Pentagon admits August 29 drone strike killed 7 children in Kabul

Pentagon admits August 29 drone strike killed 7 children in Kabul

Marine Corps Gen. Kenneth McKenzie Jr., Commander of United States Central Command, speaks to the Senate Armed Services Committee on “Defense Clearance Request for Exercise 2022 and State Central Command United and United States Africa Command under the review of the defense program for the coming years ”testified during Thursday, April 22, 2021 in Washington.

Caroline Brehman | CQ-ROLL CALL, INC. | Getty Images

WASHINGTON – The Pentagon said on Friday that 10 civilians, including seven children, were killed in a U.S. drone strike in Kabul last month.

United States Marine Corps Gen. Kenneth McKenzie, Commander of United States Central Command, said on Friday: “The attack was carried out with the belief that it would deter an imminent threat to our forces and those in the United States. airport, but it was a mistake. “

McKenzie, who oversees US military operations in the region, said: “As Commander of the Fighters, I am fully responsible for this attack and its tragic outcome. “

The Pentagon initially said the August 29 strike killed two ISIS-K fighters who were planning an attack on US forces in Kabul.

Army Major-General William Taylor said at the time of the strike that there had been no known civilian casualties. Pentagon spokesman John Kirby said the United States had neither briefed nor coordinated with the Taliban before the attack. He said the Defense Department had failed to notify other countries in the region, or US lawmakers.

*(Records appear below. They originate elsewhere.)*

PR #3047, opened 2026-07-09
Add advisory for bump-scope: wrong documentation potentially leading to use-after-free

bluurryy:
I'm the maintainer of the affected crate.

## Affected crate(s)

- bump-scope (88,910 recent downloads per crates.io)

- [GHSA-xhx6-q96x-pf9c](https://github.com/bluurryy/bump-scope/security/advisories/GHSA-xhx6-q96x-pf9c)
- https://github.com/bluurryy/bump-scope/commit/db9da1967d5d8a22b93eb05ec65f6078a61289f7

## Severity

Soundness issue in safety invariants of `BumpAllocatorCore` trait potentially leading to use-after-free bugs.

This does not affect safe code of the library. It only affects niche, unlikely to be useful or used, safety invariants.

## Checklist

### DIFF
--- a/crates/bump-scope/RUSTSEC-0000-0000.md
+++ b/crates/bump-scope/RUSTSEC-0000-0000.md
@@ -1,0 +1,31 @@
+```toml
+[advisory]
+id = "RUSTSEC-0000-0000"
+package = "bump-scope"
+date = "2026-07-07"
+url = "https://github.com/bluurryy/bump-scope/security/advisories/GHSA-xhx6-q96x-pf9c"
+informational = "unsound"
+categories = ["memory-corruption", "memory-exposure"]
+keywords = ["use-after-free", "unsound"]
+aliases = ["GHSA-xhx6-q96x-pf9c"]
+
+[versions]
+patched = [">= 2.3.2"]
+```
+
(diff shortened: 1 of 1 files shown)


djc:
> This does not affect safe code of the library. It only affects niche, unlikely to be useful or used, safety invariants.

If so, I don't think we need an advisory for it.

bluurryy:
I do believe it is very unlikely that someone encounters that bug. Though I was thinking that for a soundness bug such as this it would be better safe than sorry, given that if someone was bitten by that bug it could hurt a lot. 

I think an `informational = "unsound"` advisory is warranted. The description of `informational = "unsound"` in the [`MAINTAINERS_GUIDE.md`](https://github.com/rustsec/advisory-db/blob/main/MAINTAINERS_GUIDE.md) fits this bug well:

> `informational = "unsound"` is used for [soundness issues](https://rust-lang.github.io/unsafe-code-guidelines/glossary.html#soundness-of-code--of-a-library) that can only be triggered by a programmer (as opposed to e.g. a malicious input), and/or require very contrived code to trigger. They will be surfaced as warnings instead of hard errors by `cargo audit`.

djc:
Please have a look at

bluurryy:
I've read through it and do think that this advisory would have a very low signal to noise ratio. In that sense I'd no longer like to add this advisory.

Thanks for the review!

The drone attack follows an ISIS-K suicide bombing that killed 13 U.S. servicemen and dozens of Afghans near Hamid Karzai International Airport, where massive evacuation efforts were In progress.

In this photo obtained by Reuters on August 23, 2021, members of the British armed forces continue to assist in the evacuation of authorized personnel from the airport in Kabul, Afghanistan, from August 19 to 22, 2021.

UKMOD | via Reuters

In April, Biden ordered the complete withdrawal of approximately 3,000 US troops from Afghanistan by September 11. He then gave an updated schedule indicating that the US military mission in Afghanistan would end on August 31.

In the last few weeks of the planned exodus of foreign forces from the country, the Taliban have achieved astonishing success on the battlefield. On August 15, the group seized the presidential palace in Kabul, prompting Western governments to speed up efforts to evacuate civilians, diplomats and Afghan civilians at risk.

Following the Taliban takeover, Biden defended his decision to withdraw the US military from Afghanistan, but ordered the temporary deployment of thousands of US troops to Kabul to help with the evacuation efforts.

The US military mission in Afghanistan ended on August 31 after the evacuation of approximately 125,000 people from the country. Of that total, approximately 6,000 were US citizens and their families.